**What to produce**.
In the data below, retype exactly the line that contains "Once the terminating" and every line after it, through the last.

Stored data:
##########

Issue #315, opened 2023-02-28
`kmm.node.kubernetes.io/<module-name>.ready` can be removed by accident in some cases


ybettan:
We are removing the label in case a pod is in terminating state or deleted but there are some cases in which a pod restarts because it crashed for example. In this case for a short period of time we are going to have 2 pods:

* one in terminating state
*  a new one that has been created an is now in running state.
Once the terminating pod will be deleted, KMM will delete the label because it doesn't differentiate between different pods of the same module.

Steps to reproduce:

1. Create a module
2. Delete the module and directly recreate it (you will now have 2 pods as explained)
3. Wait for the terminating pod to finish and then check the labels
4. The label will be gone although we have a module and a running pod

ybettan:
@yevgeny-shnaidman has suggested one possible solution to check if we have a module in the cluster before deleting the label.

ybettan:
Thoughts @qbarrand @mresvanis ?

qbarrand:
I do not see any good way of solving this before v2, unfortunately.

yevgeny-shnaidman:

##########

**Your solution**.
Once the terminating pod will be deleted, KMM will delete the label because it doesn't differentiate between different pods of the same module.

Steps to reproduce:

1. Create a module
2. Delete the module and directly recreate it (you will now have 2 pods as explained)
3. Wait for the terminating pod to finish and then check the labels
4. The label will be gone although we have a module and a running pod

ybettan:
@yevgeny-shnaidman has suggested one possible solution to check if we have a module in the cluster before deleting the label.

ybettan:
Thoughts @qbarrand @mresvanis ?

qbarrand:
I do not see any good way of solving this before v2, unfortunately.

yevgeny-shnaidman:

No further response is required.